▸ **ASSIGNMENT**
Draw out every line with the word "until" from the listing below.

● ● ● ●

PR #15665, opened 2021-06-01
FTB.FTB version 1.21.55.1814

coehlrich:

-----

###### Microsoft Reviewers: [Open in CodeFlow](https://portal.fabricbot.ms/api/codeflow?pullrequest=https://github.com/microsoft/winget-pkgs/pull/15665)

### DIFF
--- a/manifests/f/FTB/FTB/1.21.55.1814/FTB.FTB.installer.yaml
+++ b/manifests/f/FTB/FTB/1.21.55.1814/FTB.FTB.installer.yaml
@@ -1,0 +1,14 @@
+# Created using wingetcreate
+
+PackageIdentifier: FTB.FTB
+PackageVersion: 1.21.55.1814
+Installers:
+- Architecture: x64
+  InstallerType: exe
+  InstallerUrl: https://apps.modpacks.ch/FTBApp/release/202105051818-5b1f30277f-release/FTBA_windows-x64_202105051818-5b1f30277f-release.exe
+  InstallerSha256: 63F8AB17AA03EAF6362631EA8F4CC15F5179D3D3D0019ED4D44F124A9FBFD77D
+  InstallerSwitches:
+    Silent: -q
+    SilentWithProgress: -q
+ManifestType: installer
+ManifestVersion: 1.0.0
--- a/manifests/f/FTB/FTB/1.21.55.1814/FTB.FTB.locale.en-US.yaml
+++ b/manifests/f/FTB/FTB/1.21.55.1814/FTB.FTB.locale.en-US.yaml
@@ -1,0 +1,18 @@
+# Created using wingetcreate
+
+PackageIdentifier: FTB.FTB
+PackageVersion: 1.21.55.1814
+PackageLocale: en-US
+Publisher: Feed The Beast
+PackageName: FTB App
+PackageUrl: https://www.feed-the-beast.com/
+License: LGPL 2.1 (frontend), CC BY-NC-ND (backend)
+LicenseUrl: https://github.com/FTBTeam/FTB-App/blob/master/LICENSE.md
+ShortDescription: FTB.FTB
+Moniker: ftb
+Tags:
+- game
+- minecraft
+- ftb
+ManifestType: defaultLocale
+ManifestVersion: 1.0.0
--- a/manifests/f/FTB/FTB/1.21.55.1814/FTB.FTB.yaml
+++ b/manifests/f/FTB/FTB/1.21.55.1814/FTB.FTB.yaml
@@ -1,0 +1,7 @@
+# Created using wingetcreate
+
+PackageIdentifier: FTB.FTB
+PackageVersion: 1.21.55.1814
+DefaultLocale: en-US
+ManifestType: version
+ManifestVersion: 1.0.0


jedieaston:
This app doesn't appear to install silently for me. It asks questions as to whether or not I want to install it (even though winget exits, it must just use the downloaded installer to bootstrap). Can you see if there are different silent flags for this release?

manifests/f/FTB/FTB/1.21.55.1814/FTB.FTB.installer.yaml
```diff
@@ -0,0 +1,14 @@
...
+PackageIdentifier: FTB.FTB
+PackageVersion: 1.21.55.1814
+Installers:
+- Architecture: x64
+  InstallerType: exe
+  InstallerUrl: https://apps.modpacks.ch/FTBApp/release/202105051818-5b1f30277f-release/FTBA_windows-x64_202105051818-5b1f30277f-release.exe
+  InstallerSha256: 63F8AB17AA03EAF6362631EA8F4CC15F5179D3D3D0019ED4D44F124A9FBFD77D
+  InstallerSwitches:
+    Silent: -q
+    SilentWithProgress: -q
```
jedieaston, line 12: This app doesn't appear to install silently for me. It asks questions as to whether or not I want to install it (even though winget exits, it must just use the downloaded installer to bootstrap). Can you see if there are different silent flags for this release?

jedieaston (changes requested):

manifests/f/FTB/FTB/1.21.55.1814/FTB.FTB.installer.yaml
coehlrich: After a quick look through the flags that install4j has there doesn't seem to be any new flags for unattended mode but when I tried it the only thing requiring user interaction was the popup that windows has that asks if you still want to run it when it hasn't been run enough times.
There is another installer with a different url that the main website uses that I haven't tried but doesn't seem to have anything relating to the version in the url and the installer that it is currently set to use installs the latest version even if the installer is for an older version.

jedieaston: This is the window that appears when I run the manifest. 
image

It's clear that nothing's installed until I click through this, and if I click out of it, there's no way to get to it outside of running the installer again. It may be worth opening a bug in FTBTeam/FTB-App if you can't get this to work, because I know it did at one point.

coehlrich: -q does work but Overwolf needs to have already been installed.

coehlrich: I have tried the official download link but Winget seems to have a problem downloading it correctly and it installs Overwolf if it isn't already installed.

OfficialEsco: Nvm it appears https://apps.modpacks.ch/FTBApp/release/ is their domain 🤦‍♂️
I've done some more testing with your URL, i am pretty sure it requires `Java Runtime` since that is the first thing it downloads AND it definitively requires Overwolf to be installed, it did actually install with -silent, but `Welcome to FTB app on Overwolf` is still on the screen even tho it installed.

I don't think the Overwolf app likes the unattended install since it wants to do it itself.

coehlrich: The installer I was referring to when I said the installer that the installer uses that this pr uses was https://apps.modpacks.ch/Butthunter/FTB%20AppInstaller.exe (which is referred to from https://github.com/CreeperHost/modpacklauncher/blob/master/installerstuff.install4j#L123 (which https://github.com/CreeperHost/modpacklauncher/ is referred to from https://github.com/FTBTeam/FTB-App#ftb-app) where if it is running on windows it downloads the exe then runs it then exits) which does download correctly and works properly with the -silent parameter but seems to be signed on an earlier date than the one hosted on https://download.overwolf.com/ while also being for an older version of Overwolf but FTB App still installs fine.

coehlrich: The installers on apps.modpacks.ch/FTBApp/releases weren't meant to have been generated and have been removed and the main installer are the ones from overwolf which wingetcreate and winget dont the ones on download.overwolf.com download correctly

coehlrich: It seems that when downloaded through most downloader's the output is gzip compressed

ItzLevvie (changes requested):
https://github.com/microsoft/winget-pkgs/pull/15665#pullrequestreview-673690159

coehlrich:
I have tell overwolf support about a month ago that the download subdomain always uses gzip even if the client doesn't support gzip and they plan to support winget sometime in the future.

ItzLevvie (changes requested):
https://github.com/microsoft/winget-pkgs/pull/15665#issuecomment-873475001

OfficialEsco:
@coehlrich don't reply until its fixed 😁 Levvie is hiding the PR from the PR list so we don't have to keep checking it

PR #15881, opened 2021-06-02
Delete Plex v1.14.0

JackW6809:

-----

###### Microsoft Reviewers: [Open in CodeFlow](https://portal.fabricbot.ms/api/codeflow?pullrequest=https://github.com/microsoft/winget-pkgs/pull/15881)


KaranKad:
Why delete it? does it not work anymore?

JackW6809:
> Why delete it? does it not work anymore?

I do not see the reason in keeping a version of an application that would be outdated. Also Plex auto updates so installing that version would be useless as it would just auto update.

OfficialEsco (approved):
Yeeee you're right, unless we find a disable auto update switch this is useless

PR #16094, opened 2021-06-03
Fixed Winamp version

KaranKad:
image
Publisher is called Winamp SA might have to change that as well.

###### Microsoft Reviewers: [Open in CodeFlow](https://portal.fabricbot.ms/api/codeflow?pullrequest=https://github.com/microsoft/winget-pkgs/pull/16094)

### DIFF
--- a/manifests/r/Radionomy/Winamp/5.8/Radionomy.Winamp.yaml
+++ b/manifests/r/Radionomy/Winamp/5.8/Radionomy.Winamp.yaml
@@ -1,8 +1,9 @@
 PackageIdentifier: Radionomy.Winamp
-PackageVersion: 5.8.3660-Beta
+PackageVersion: 5.8
 PackageName: Winamp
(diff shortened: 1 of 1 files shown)


manifests/r/Radionomy/Winamp/5.8/Radionomy.Winamp.yaml
```diff
@@ -1,8 +1,9 @@
 PackageIdentifier: Radionomy.Winamp
-PackageVersion: 5.8.3660-Beta
+PackageVersion: 5.8
 PackageName: Winamp
 Publisher: Radionomy
```
jedieaston, line 4:
```suggestion
Publisher: Winamp SA
```

jedieaston (changes requested):
Can you change the publisher too, so it matches? Thanks!

OfficialEsco (approved):

PR #107340, opened 2023-05-19
(SpencerSoft.Chess) Point to latest version with bug fixes and new features.

spencerparkin:
This updated version fixes two major bugs...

● ● ● ●

▸ **EXERCISE ANSWER**
It's clear that nothing's installed until I click through this, and if I click out of it, there's no way to get to it outside of running the installer again. It may be worth opening a bug in FTBTeam/FTB-App if you can't get this to work, because I know it did at one point.
@coehlrich don't reply until its fixed 😁 Levvie is hiding the PR from the PR list so we don't have to keep checking it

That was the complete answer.